Apesar de o humorista satirizar os representantes do Chega no seu espaço, bem como os de outras formações, durante os programas especiais que apresentou para as eleições de 2022, recusou convidar André Ventura para o set, ao contrário do que fez com outros candidatos. O presidente do Chega pediu entrevista e acusou o apresentador de ser “um covardes vendido ao sistema, temendo ser desmantelado vivo e vivo”. Depois de estudar as reclamações sobre a exclusão, a Entidade Reguladora da Comunicação Social recomendou ao canal televisivo SIC, que transmite o programa aos domingos, que tente compensar “o desequilíbrio” no resto da rede.
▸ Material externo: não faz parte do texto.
PR #3373, opened 2023-05-19
Add [m/s/h]envcfg CSRs to satisfy spec requirements

jerryz123:
I believe wiring them to 0 is ok.

**Related issue**: 

**Release Notes**

### DIFF
--- a/src/main/scala/rocket/CSR.scala
+++ b/src/main/scala/rocket/CSR.scala
@@ -124,6 +124,21 @@ class MIP(implicit p: Parameters) extends CoreBundle()(p)
   val usip = Bool()
 }
 
+class Envcfg extends Bundle {
+  val stce = Bool() // only for menvcfg/henvcfg
+  val pbmte = Bool() // only for menvcfg/henvcfg
+  val zero54 = UInt(54.W)
+  val cbze = Bool()
+  val cbcfe = Bool()
+  val cbie = UInt(2.W)
+  val zero3 = UInt(3.W)
+  val fiom = Bool()
+  def write(wdata: UInt) {
+    val new_envcfg = wdata.asTypeOf(new Envcfg)
+    fiom := new_envcfg.fiom // only FIOM is writable currently
+  }
+}
+
 class PTBR(implicit p: Parameters) extends CoreBundle()(p) {
   def additionalPgLevels = mode.extract(log2Ceil(pgLevels-minPgLevels+1)-1, 0)
   def pgLevelsToMode(i: Int) = (xLen, i) match {
@@ -287,6 +302,7 @@ class CSRFileIO(implicit p: Parameters) extends CoreBundle
   val trace = Output(Vec(retireWidth, new TracedInstruction))
   val mcontext = Output(UInt(coreParams.mcontextWidth.W))
   val scontext = Output(UInt(coreParams.scontextWidth.W))
+  val fiom = Output(Bool())
 
   val vector = usingVector.option(new Bundle {
     val vconfig = Output(new VConfig())
@@ -493,6 +509,10 @@ class CSRFile(
   val reg_rnmie = RegInit(true.B)
   val nmie = reg_rnmie
 
+  val reg_menvcfg = RegInit(0.U.asTypeOf(new Envcfg))
+  val reg_senvcfg = RegInit(0.U.asTypeOf(new Envcfg))
+  val reg_henvcfg = RegInit(0.U.asTypeOf(new Envcfg))
+
   val delegable_counters = ((BigInt(1) << (nPerfCounters + CSR.firstHPM)) - 1).U
   val (reg_mcounteren, read_mcounteren) = {
     val reg = Reg(UInt(32.W))
@@ -589,6 +609,7 @@ class CSRFile(
   io.bp := reg_bp take nBreakpoints
   io.mcontext := reg_mcontext.getOrElse(0.U)
   io.scontext := reg_scontext.getOrElse(0.U)
+  io.fiom := (reg_mstatus.prv < PRV.M.U && reg_menvcfg.fiom) || (reg_mstatus.prv < PRV.S.U && reg_senvcfg.fiom) || (reg_mstatus.v && reg_henvcfg.fiom)
   io.pmp := reg_pmp.map(PMP(_))
 
   val isaMaskString =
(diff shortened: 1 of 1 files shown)


ZenithalHourlyRate:
> I believe wiring them to 0 is ok.

For other bits it is ok as we do not have these extensions now (I'm finding people to implement them).

For FIOM, I believe it is not the case for us? Especially when user enabled H extension they might want to enable FIOM

> If S-mode is not supported, or if satp.MODE is read-only zero (always Bare), the implementation may make FIOM read-only zero

Or the software could set FIOM but maybe we can make it a no-op. Though I am not sure if it is OK and is still checking it.

jerryz123:
The spec seems to indicate that FIOM is writable, while in spike, FIOM is hardwired to 0.

ZenithalHourlyRate:
> Though I am not sure if it is OK and am still checking it.

Seems like rocket does not distinguish between PI and PR (similarly for other bits) so the implication requirement by FIOM (e.g. PI implies PR) is automatically there. We can safely do no-op when FIOM is set to 1.

https://github.com/chipsalliance/rocket-chip/blob/284b3608ccdd084e7fe157364c4f3c7e27001652/src/main/scala/rocket/RocketCore.scala#L349-L350

jerryz123:
Ok. I'm happy to change this such that only FIOM is writable in these registers.
I will also expose a `fiom` output from the CSR file since other core implementations may need to check FIOM for ordering fences.

src/main/scala/rocket/CSR.scala
```diff
@@ -688,6 +705,13 @@ class CSRFile(
 
     if (usingUser) {
       read_mapping += CSRs.mcounteren -> read_mcounteren
+      read_mapping += CSRs.menvcfg -> reg_menvcfg.asUInt
+      read_mapping += CSRs.senvcfg -> reg_senvcfg.asUInt
+      read_mapping += CSRs.henvcfg -> reg_henvcfg.asUInt
```
ZenithalHourlyRate, line 710: I assume henvcfg should be added to the read_mapping only when Hypervisor extension is enabled?

>  Additional CSRs are provided to HS-mode, but
not to VS-mode, to manage two-stage address translation and to control the behavior of a VSmode guest: hstatus, hedeleg, hideleg, hvip, hip, hie, hgeip, hgeie, henvcfg, henvcfgh,
hcounteren, htimedelta, htimedeltah, htval, htinst, and hgatp.

After checking the spec, this sentense only exists for menvcfg

> If U-mode is not supported, then registers menvcfg and menvcfgh do not exist.

Simiarly, senvcfg should be defined in the `usingSupervisor` block as it is possible to have `usingUser` but do not have `usingSupervisor`

src/main/scala/rocket/CSR.scala
```diff
@@ -124,6 +124,17 @@ class MIP(implicit p: Parameters) extends CoreBundle()(p)
   val usip = Bool()
 }
 
+class Envcfg extends Bundle {
+  val stce = Bool()
+  val pbmte = Bool()
+  val zero54 = UInt(54.W)
```
ZenithalHourlyRate, line 130: It is OK with me, but I have to say that senvcfg does not define these fields. Maybe a comment will clarify that?

src/main/scala/rocket/CSR.scala
jerryz123: Thanks for the rigorous review, this made me realize my initial implementation bound these registers to haveBasicCounters

src/main/scala/rocket/CSR.scala
```diff
@@ -1381,6 +1414,13 @@ class CSRFile(
     }
     if (usingUser) {
       when (decoded_addr(CSRs.mcounteren)) { reg_mcounteren := wdata }
+      when (decoded_addr(CSRs.menvcfg))    { reg_menvcfg.write(wdata) }
+    }
+    if (usingSupervisor) {
+      when (decoded_addr(CSRs.senvcfg))    { reg_senvcfg.write(wdata) }
+    }
```
ZenithalHourlyRate, line 1421: https://github.com/chipsalliance/rocket-chip/blob/bd3276d398c50af21812bc054422609491aba3a3/src/main/scala/rocket/CSR.scala#L1309

I believe this is a better place?

src/main/scala/rocket/CSR.scala
```diff
@@ -1381,6 +1414,13 @@ class CSRFile(
     }
     if (usingUser) {
       when (decoded_addr(CSRs.mcounteren)) { reg_mcounteren := wdata }
+      when (decoded_addr(CSRs.menvcfg))    { reg_menvcfg.write(wdata) }
```
ZenithalHourlyRate, line 1417: I spend some time to find the path for `xxxh` CSRs, like `mstatush` and `cycleh`. Turned out there was some special utility

https://github.com/chipsalliance/rocket-chip/blob/bd3276d398c50af21812bc054422609491aba3a3/src/main/scala/rocket/CSR.scala#L1573-L1581


I believe the current implementation does not handle `csrw menvcfgh`

I also do not find the path for writing `mstatush`, do you have any clue?

ZenithalHourlyRate: > I also do not find the path for writing mstatush, do you have any clue?

Seems like this is part of privileged spec 1.12 (envcfg is also added in 1.12). Is rocket compatible with privileged spec 1.11 only and we need to spend some time upgrading?

jerryz123: That snippet is for counters only. We ought to work towards making it compliant with 1.12.

ZenithalHourlyRate: Other parts are fine with me now

> That snippet is for counters only. We ought to work towards making it compliant with 1.12.

I think `menvcfgh` and `henvcfgh` are the only problem left.

jerryz123: Writes do menvcfgh and menvcfgh should cause no effects at the moment, since FIOM is the low bit.

ZenithalHourlyRate: Understood. I assumed that we must have a `decoded_addr(menvcfgh)` somewhere to make it writable. Turned out it is not the case.

ZenithalHourlyRate (approved):

jerryz123:
@mergifyio backport master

O canal rejeitou a petição e defendeu a liberdade de Ricardo Araújo Pereira de excluir “a defesa de ideias que, na sua opinião, atentem contra a dignidade das pessoas, a igualdade de direitos, liberdades e garantias”.

Em longa entrevista no canal público RTP, o humorista explicou sua posição: “Não convido ele porque não quero. Tenho um programa de entretenimento e não posso ser convidado para um programa de entretenimento. Esta é uma diferença com o jornalismo. Convido pessoas com quem tenho profundas divergências, mas que aceitam o jogo que estamos a jogar, que é a democracia. Concordar ou não comigo não é motivo para convidá-los para o programa, a razão é que André Ventura se considera anti-sistema e o sistema chama-se democracia, o que considero muito satisfatório porque não consigo encontrar melhor.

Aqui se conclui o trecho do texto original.